Second Replication Study
Results are being prepared for peer Journal Publication. Over 96% diagnosis and PTS symptom remission in the 30 women veteran’s replication study.
Third Replication Study
(NY $800 K Grant 2016) 75 veteran study completed and being prepared for publication with …..% PTSD Diagnosis and symptom free.
Fourth Replication Studies
30 male veteran studies using fMRI pre and Post Measures prepared and awaiting funding at Bradley University in Illinois).
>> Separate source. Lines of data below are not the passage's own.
PR #2072, opened 2019-04-24
Use dynamoDB methods in async_state.

DailyDreaming:
Refactor stage 2.

### DIFF
--- a/dss/dynamodb/__init__.py
+++ b/dss/dynamodb/__init__.py
@@ -3,52 +3,83 @@ from typing import Generator
 from dss.util.aws.clients import dynamodb as db  # type: ignore
 
 
-def put_item(table: str, value: str, hash_key: str, sort_key: str):
+def put_item(table: str, value: str, hash_key: str, sort_key: str=None):
     """
     Put an item into a dynamoDB table.
+
+    Will determine the type of db this is being called on by the number of keys provided (omit
+    sort_key to PUT into a db with only 1 primary key)
 
     :param table: Name of the table in AWS.
     :param str value: Value stored by the two primary keys.
     :param str hash_key: 1st primary key that can be used to fetch associated sort_keys and values.
     :param str sort_key: 2nd primary key, used with hash_key to fetch a specific value.
+                         Note: If not specified, this will PUT only 1 key (hash_key) and 1 value.
     :return: None
     """
-    db.put_item(
-        TableName=table,
-        Item={
-            'hash_key': {
-                'S': hash_key
-            },
-            'sort_key': {
-                'S': sort_key
-            },
-            'body': {
-                'S': value
-            },
-        }
-    )
+    if sort_key:
+        db.put_item(
+            TableName=table,
+            Item={
+                'hash_key': {
+                    'S': hash_key
+                },
+                'sort_key': {
+                    'S': sort_key
+                },
+                'body': {
+                    'S': value
+                },
+            }
+        )
+    else:
+        db.put_item(
+            TableName=table,
+            Item={
+                'key': {
+                    'S': hash_key
+                },
+                'body': {
+                    'S': value
+                },
+            }
+        )
 
 
-def get_item(table: str, hash_key: str, sort_key: str):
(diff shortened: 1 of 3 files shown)


dss/dynamodb/__init__.py
```diff
@@ -3,52 +3,83 @@
...
+            TableName=table,
+            Item={
+                'key': {
+                    'S': hash_key
+                },
+                'body': {
+                    'S': value
+                },
+            }
+        )
```
xbrianh: if the async ddb schema is changed to use `hash_key` instead of `key`, this will work:
```
item = {
    'hash_key': {
        'S': hash_key
    },
    'body': {
        'S': value
    }
if sort_key is not None:
    item['sort_key'] = dict(S=sort_key)
db.put_item(TableName=table, Item=item)
```

dss/dynamodb/__init__.py
```diff
@@ -88,23 +119,37 @@ def get_all_table_items(table: str, return_key: str='body') -> Generator[str, No
...
+    else:
+        db.delete_item(
+            TableName=table,
+            Key={
+                'key': {
+                    'S': hash_key
+                },
+            }
+        )
```
xbrianh: ditto

dss/dynamodb/__init__.py
DailyDreaming: Alright, can do.  What additional steps should I take when tearing down the table and building the new one?

dss/dynamodb/__init__.py
```diff
@@ -3,53 +3,54 @@
 from dss.util.aws.clients import dynamodb as db  # type: ignore
 
 
-def put_item(table: str, value: str, hash_key: str, sort_key: str):
+def format_item(value, hash_key, sort_key):
```
xbrianh: Consider making this method private, and making `value` and `sort_key` keywords.

dss/dynamodb/__init__.py
```diff
@@ -3,53 +3,54 @@
...
+    item = {'hash_key': {'S': hash_key}}
+    if value:
+        item['body'] = {'S': value}
+    if sort_key:
+        item['sort_key'] = {'S': sort_key}
+    return item
+
+
+def put_item(table: str, value: str, hash_key: str, sort_key: str=None, overwrite: str=None):
```
xbrianh: Is it safe to pass in `None` for `value`? Ideally `value` would come after `hash_key` and `sort_key`.

dss/dynamodb/__init__.py
```diff
@@ -3,53 +3,54 @@
...
 
+    Will determine the type of db this is being called on by the number of keys provided (omit
+    sort_key to PUT into a db with only 1 primary key).
+
     :param table: Name of the table in AWS.
     :param str value: Value stored by the two primary keys.
     :param str hash_key: 1st primary key that can be used to fetch associated sort_keys and values.
     :param str sort_key: 2nd primary key, used with hash_key to fetch a specific value.
+                         Note: If not specified, this will PUT only 1 key (hash_key) and 1 value.
+    :param str overwrite: Don't overwrite if this parameter exists.  For example, setting this
```
xbrianh: What happens if `overwrite` exists? e.g., is an exception thrown?

DailyDreaming: That's a good question.  I may have added this too early since this was from the collections portion.  Will take this out and test it when I add it with the collections portion.

dss/dynamodb/__init__.py
DailyDreaming: Will test.

dss/dynamodb/__init__.py
DailyDreaming: Alright!

DailyDreaming: Made private and separated the function into 2 instead for the value keyword.

dss/dynamodb/__init__.py
DailyDreaming: It can't pass value as `None` anymore unless explicitly done.  It couldn't before either, but this makes it clearer.

PR #2079, opened 2019-04-26
Increase GS client connection pool to 20

xbrianh:
This matches S3 connection pool

Also addresses `WARNING:urllib3.connectionpool:Connection pool is full, discarding connection: www.googleapis.com`:
https://travis-ci.com/HumanCellAtlas/data-store/jobs/195750957

### DIFF
--- a/dss/config.py
+++ b/dss/config.py
@@ -13,6 +13,8 @@ from cloud_blobstore.gs import GSBlobStore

Neurology Studies begun at the University of New Mexico
Two pilot studies, designed to show neurological evidence of PTS remission after clinical treatment have been funded by New Mexico, R & R Supporters. Both studies will be completed in 2016. If the pilot results reflect the findings of the pre-pilot attached, these studies will be the first neurological evidence of highly effective PTS Treatment. The initial pre pilot results are attached. The research is being conducted in Dr Jeff Lewine’s laboratory at the U. of New Mexico’s, Mind Research Network for Neuro-diagnostic Discovery. Dr Lewine is one of the foremost neurological research scientists in the US working on PTS.